As it was, Auburn was looking at Douglas' ribs for most of the night. He blocked 12 shots, and the Crimson Tide broke open the game in the second half. "I quit coaching so much and let them play," kidded Newton, who had worried at halftime because his team held a slim five-point lead. "I thought our coaching sort of handicapped them in the first half. We kept quiet in the second."

Hudson finished with 10 points. Cleveland, only a sophomore, scored 15 and played both guard and forward, and Odums finished with 20 and seven assists. Nicknamed Flash, Odums played defense as if he were a store detective after a woman wearing a hat with a dangling price tag.

The first seven players on the team are from Alabama, a state which once had the reputation of producing basketball players who had the reliability of a motel soft-drink machine. Now Newton reaps the best of a good crop, although he rues two prize dishes that got away, Allen Murphy to Louisville and Clarence Jones to Memphis State. Right now the talk around Tuscaloosa is that Alabama has a good chance to recruit T. R. Dunn, a Birmingham high school player said to be the best in the state. C. M. plus T. R. might mean the NCAA.

As a recruiter Newton has some provocative lures. The team plays in the Memorial Coliseum, which seats 15,043 people, and lives in Paul Bryant Hall, the luxurious athletic dormitory featuring a fountain and flaming torches at its entrance. At the training table the gladiators eat steak. "Once in awhile we have lobster or stuffed flounder," says sixth man Paul Ellis. "But the neat things are the bathrooms; they have heated tiles so your feet don't get cold in the morning."

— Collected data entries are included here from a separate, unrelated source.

PR #2338, opened 2014-11-01
fixes access keys attribute in knife show 

justanshulsharma:
this fixes #1974

PR #3195, opened 2015-04-06
Pass name by knife cil attribute

sawanoboly:
Hi,

We can't pass attribute which named `name` since this change https://github.com/chef/chef/pull/2338 via knife ssh.

I would like to fix it.

### DIFF
--- a/lib/chef/knife/core/generic_presenter.rb
+++ b/lib/chef/knife/core/generic_presenter.rb
@@ -181,8 +181,8 @@ class Chef
             # Must check :[] before attr because spec can include
             #   `keys` - want the key named `keys`, not a list of
             #   available keys.
-            elsif data.respond_to?(:[])
-              data = data[attr] ? data[attr] : data.send(attr.to_sym)
+            elsif data.respond_to?(:[])  && data.has_key?(attr)
+              data = data[attr]
             elsif data.respond_to?(attr.to_sym)
               data = data.send(attr.to_sym)
             else
--- a/lib/chef/knife/core/generic_presenter.rb
+++ b/lib/chef/knife/core/generic_presenter.rb
@@ -182,7 +182,7 @@ class Chef
             #   `keys` - want the key named `keys`, not a list of
             #   available keys.
             elsif data.respond_to?(:[])
-              data = data[attr]
+              data = data[attr] ? data[attr] : data.send(attr.to_sym)
             elsif data.respond_to?(attr.to_sym)
               data = data.send(attr.to_sym)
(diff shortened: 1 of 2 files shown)


ranjib:
:+1:
chef_environment and other node attributes that are computed using method will have this issue as well.

sawanoboly:
@ranjib Yes :smiley: 

I wrote a spec for this issue to cover compatibility on future.

And I'll run integration test to avoid same problem with my plugin like below. This build is scheduled at every night by my heroku scheduler :+1: 

https://circleci.com/gh/higanworks/knife-zero/20

lib/chef/knife/core/generic_presenter.rb
```diff
@@ -182,7 +182,7 @@ def extract_nested_value(data, nested_value_spec)
             #   `keys` - want the key named `keys`, not a list of
             #   available keys.
             elsif data.respond_to?(:[])
-              data = data[attr]
+              data = data[attr] ? data[attr] : data.send(attr.to_sym)
```
danielsdeleo: Looks like this is basically duplicating the next `elsif` clause ( `elsif data.respond_to?(attr.to_sym)` ). Would it be better to change the `elsif` clause on line 184 to `data.respond_to?(:[]) && data.has_key?(attr)` ?

danielsdeleo: Otherwise we probably need to guard this with a `respond_to?` which would then completely duplicate the next `elsif` statement.

tyler-ball: Agreed about 
```ruby
elsif data.respond_to?(:[]) && data.has_key?(attr)
  data = data[attr]
elsif data.respond_to?(attr.to_sym)
  data = data.send(attr.to_sym)
```

sawanoboly:
@danielsdeleo @tyler-ball

Thanks, that is better. I'll update my branch after a few hours.

sawanoboly:
I've updated code to reflect comments :relaxed:

danielsdeleo:
:+1: from me. Would be nice to have a test that covers `--attributes` when the attribute doesn't exist and also there is no method with that name either. But I'd be okay to add that during merge.

tyler-ball:
:+1:

btm:
:+1:

I presume @danielsdeleo's comment means he's going to add a test and merge this?

danielsdeleo:
Merged w/ 182f3760dd4d81033d57cfc4d36b2fb6fc848e32

PR #3196, opened 2015-04-06
Lock to win32-api ~> 1.5.2 for Ruby 2.1 and 2.2 support

tknerr:
As of ChefDK 0.5.rc3 which ships with Ruby 2.1.5 the win32-api dependency should be locked to ~> 1.5.2

This is because 1.5.2 is the first version which [includes the prebuilt binaries for Ruby 2.1 and 2.2](https://github.com/djberg96/win32-api/issues/10#issuecomment-58742838)

ChefDK 0.5.3 actually already comes with `1.5.3 universal-mingw32`, but it might still be worth locking it to 1.5.2 minimum, just to prevent potential errors

See also related chef/chef-dk#41


lamont-granquist:
this got bumped to 1.5.3

PR #3126, opened 2015-03-24
Allow for the chef gem installation to succeed without elevated privileges

tknerr:
As discussed in #3125 the registration in the windows event log requires elevated privileges, which prevents the installation of the chef gem under a standard user account.

With this PR we do a best-effort approach and continue even if the registration in the event log fails.

/cc @jdmundrawala

PR #3203, opened 2015-04-07
Apply changes from #3126 to 12.2-stable branch

tknerr:
Applying the changes from #3126 to the 12.2-stable branch so the chef gem becomes installable again on Windows within the 12.2.x line of releases already.

If you see this as a non-risk change it would be nice to have that with 12.2.x already. No idea when 12.3 is about to be released, but 12.2.2 might be quite a bit earlier?


jdmundrawala:
The person who does the next release will take care of this. It's unlikely there will be another 12.2 release

tknerr:
this was released with 12.3.0 - no need to apply it to 12-2-stable anymore

Issue #3180, opened 2015-04-02
Exception handlers do not run if chef_run fails before @run_status is set


Igorshp:
Was digging around trying to figure out weird exception handler behaviour:

recipe does not exist on chef server - exception handler fire
role does not exist on chef server - exception handler does *NOT* fire

In the end I traced it to this line:
https://github.com/chef/chef/blob/master/lib/chef/client.rb#L438
and run_status is set here:
https://github.com/chef/chef/blob/master/lib/chef/client.rb#L244

This means that anything north of this line, does not fire a sensu handler:
https://github.com/chef/chef/blob/master/lib/chef/client.rb#L438

It feels like run_failed should always run regardless of run_status being populated fully (empty run_status instance appears to work just fine).

The goal is to get the exception handlers to fire in most (hopefully all) situations.

Any thoughts on how to best fix this?

lamont-granquist:
seems to be fixed in 12.4.0

PR #3207, opened 2015-04-09
patch to always run exception handlers

Igorshp:
Patch for issue https://github.com/chef/chef/issues/3180

Actual problem:
missing recipe present in run_list - exception handlers work as expected
missing role present in run_list - exception handlers do not fire.

Exception handlers require @run_status to be set.
Moving the declaration to initialisation block ensures it's always available.

'node' is nil at that stage and is set again here https://github.com/chef/chef/blob/master/lib/chef/client.rb#L244

big thanks to @jonlives, Coderanger and @thommay your help

### DIFF
--- a/lib/chef/client.rb
+++ b/lib/chef/client.rb
@@ -152,7 +152,6 @@ class Chef
     def initialize(json_attribs=nil, args={})
       @json_attribs = json_attribs || {}
       @node = nil
-      @run_status = nil
       @runner = nil
       @ohai = Ohai::System.new
 
@@ -162,6 +161,7 @@ class Chef
       @events = EventDispatch::Dispatcher.new(*event_handlers)
       @override_runlist = args.delete(:override_runlist)
       @specific_recipes = args.delete(:specific_recipes)
+      @run_status = Chef::RunStatus.new(node, events)
 
       if new_runlist = args.delete(:runlist)
         @json_attribs["run_list"] = new_runlist
--- a/lib/chef/client.rb
+++ b/lib/chef/client.rb
@@ -241,7 +241,8 @@ class Chef
     # Chef::Node:: The updated node object
     def build_node
       policy_builder.build_node
-      @run_status = Chef::RunStatus.new(node, events)
+      @run_status.node = node
+      @run_status.events = events
       node
     end
 
--- a/lib/chef/client.rb
+++ b/lib/chef/client.rb
@@ -242,7 +242,6 @@ class Chef
     def build_node
       policy_builder.build_node
       @run_status.node = node
-      @run_status.events = events
       node
     end
 
--- a/spec/unit/client_spec.rb
+++ b/spec/unit/client_spec.rb
@@ -819,4 +819,24 @@ describe Chef::Client do
     end
 
   end
+
+  describe "should always attempt to run handlers" do
+    let(:e) { NoMethodError }
+    subject { client }
+    before do
+      # fail on the first thing in begin block
+      allow_any_instance_of(Chef::RunLock).to receive(:save_pid).and_raise(e)
+    end
+
+    it "should run exception handlers on early fail" do
+      expect(subject).to receive(:run_failed)
+      exception = nil
+      begin
+        subject.run
+      rescue e => ex
+        exception = ex
+      end
+      expect(exception).to be_instance_of(e)
+    end
+  end
 end
--- a/spec/unit/client_spec.rb
+++ b/spec/unit/client_spec.rb
@@ -820,7 +820,7 @@ describe Chef::Client do
 
   end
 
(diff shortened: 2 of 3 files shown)


thommay:
As I said on IRC, I think the patch is good but I'd love to see a test.

Igorshp:
@thommay added a test for exact problem that started the PR. To ensure that exception handlers get run if we fail any time inside 'begin' block of run function.

thommay:
:+1: this looks good to me

spec/unit/client_spec.rb
```diff
@@ -819,4 +819,24 @@ def stub_for_audit
     end
 
   end
+
+  describe "should always attempt to run handlers" do
+    let(:e) { NoMethodError }
```
ranjib: nitpick, remove the `should`

ranjib:
:+1:

lamont-granquist:
Are you missing dropping the second declaration out of `#build_node`?

Igorshp:
@lamont-granquist no, build node mutates @node and passes it to @run_status.
the declaration inside #build_node is correct.

This patch is simply to allow exception handlers to fire before that happens, even if full node data is not available. (from what i've seen, it doesn't impact messaging in any way)

lamont-granquist:
So build_node actually creates the node object, and then build_node is responsible for wiring it up to the RunStatus.  The concern that I've got is that to do that, you are throwing away the old RunStatus object and creating a new one to wire it up.  Right now there's no state being saved in the first RunStatus object, but it seems like its asking for trouble to be doing that.  I'd probably be better to introduce a setter on the RunStatus to send it the node object in #build_node rather than toss away the first RunStatus object and create a new one.

Igorshp:
@lamont-granquist that's a good point, I agree.

I have made a patch that adds attr_accessor to @node and @events of run_status so they can be set inside #build_node.

lib/chef/client.rb
```diff
@@ -241,7 +241,8 @@ def load_node
     # Chef::Node:: The updated node object
     def build_node
       policy_builder.build_node
-      @run_status = Chef::RunStatus.new(node, events)
+      @run_status.node = node
+      @run_status.events = events
```
lamont-granquist: the events object should be wired up correctly in the initializer already i think.

lamont-granquist:
Yeah that looks better, i think that one line can probably be dropped, but that addresses my issue...

:+1:

Igorshp:
It looked like @vents object was mutated at several places before it gets to #build_node.

I'm reading into how Eventdispatcher works to see if that line can be dropped.

Igorshp:
@lamont-granquist 
Looks like subscribes in events get updated from here
https://github.com/chef/chef/blob/4827c9d31e68eafdff8d865d40479a18e6382793/lib/chef/client.rb#L434
that function will eventually lead to:
https://github.com/chef/chef/blob/4827c9d31e68eafdff8d865d40479a18e6382793/lib/chef/client.rb#L222

So it seems like that line is required.

lamont-granquist:
Its the same events object though, so the reference that you're assigning should be the same.

Igorshp:
@lamont-granquist 
I've done some tests to see what the value of @subscribers inside the @events is at various points and you are indeed right - the contents of @events inside main loop is same as inside @run_status. There is no need to set events again.

I'll update the PR shortly

Igorshp:
@lamont-granquist do you have any other comments on this PR? how can we move this forward?

spec/unit/client_spec.rb
```diff
@@ -819,4 +819,24 @@ def stub_for_audit
...
+
+    it "should run exception handlers on early fail" do
+      expect(subject).to receive(:run_failed)
+      exception = nil
+      begin
+        subject.run
+      rescue e => ex
+        exception = ex
+      end
+      expect(exception).to be_instance_of(e)
```
btm: Could this all be just ```expect { subject.run }.to raise_error(NoMethodError)```?

Igorshp:
@btm I tried your suggestion, but I cannot get it to work. Could you show a full snippet of how it's supposed to work?
In the meantime, I have cleaned up the test a little to improve readability and reduce clutter.

lamont-granquist:
Looks fine.  :+1:

lamont-granquist:
Oh except, yeah you should use what @btm wrote.

Did you make sure to use curly braces in the `expect { }.to raise_error`?  Because that should do exactly what your code does...

Igorshp:
@lamont-granquist bah, you're right, it was the curly braces! i was doing the standard expect().to
Updated the PR, thanks!

btm:
:+1:

Igorshp:
restarting appveyor/travis builds

Issue #3146, opened 2015-03-25
change InvalidCookbookVersion exception message


anjutiwari:
The version exception message is confusing.

when the version value in metadata.rb is 
version "x.y.z"

knife cookbook upload -o mycookbook
ERROR: Chef::Exceptions::InvalidCookbookVersion: 'x.y.z' does not match 'x.y.z' or 'x.y'

using negative version now :(-2.2.0)
ERROR: Chef::Exceptions::InvalidCookbookVersion: '-2.2.0' does not match 'x.y.z' or 'x.y'

so that's mean version "x.y.z" is a acceptable and valid version value as per the above exception message.

The exception message should change , which can clearly explain from the exception message that 
x,y and z are positive numbers.
example:- 
ERROR: Chef::Exceptions::InvalidCookbookVersion: 'x.y.z' .  Version numbers always follow a simple three-number version sequence. Example (version "1.6.0")

nysthee:
I don't think that I quite understand what you mean with this. The example you're giving doesn't include a a negative number, so it shouldn't  output the given error?

anjutiwari:
@nysthee 

using negative version now :(-2.2.0)
ERROR: Chef::Exceptions::InvalidCookbookVersion: '-2.2.0' does not match 'x.y.z' or 'x.y'

nysthee:
I personally don't see this as an improvement. To me it's clear that semantic versioning http://semver.org/ is used as a standard.

PR #3212, opened 2015-04-10
Modified exception message for invalid version

anjutiwari:
Related issue : #3146


thommay:
I agree with the comments in the bug that https://semver.org is pretty clear how this should work, and I'm not sure this fixes a real problem we have.
Thank you for your contribution.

Now that Alabama has eliminated its cold feet, all of its worlds are closer together. Nicely. Even law and order is a winner. Last week someone broke into the Alabama equipment room and stole a basketball. He got the only ball in the room with a leaky valve, leaving the thief as disappointed as Robert Shelton. The Wizard says he'll never go to another game—but those white sheets aren't in anymore in Alabama, anyway.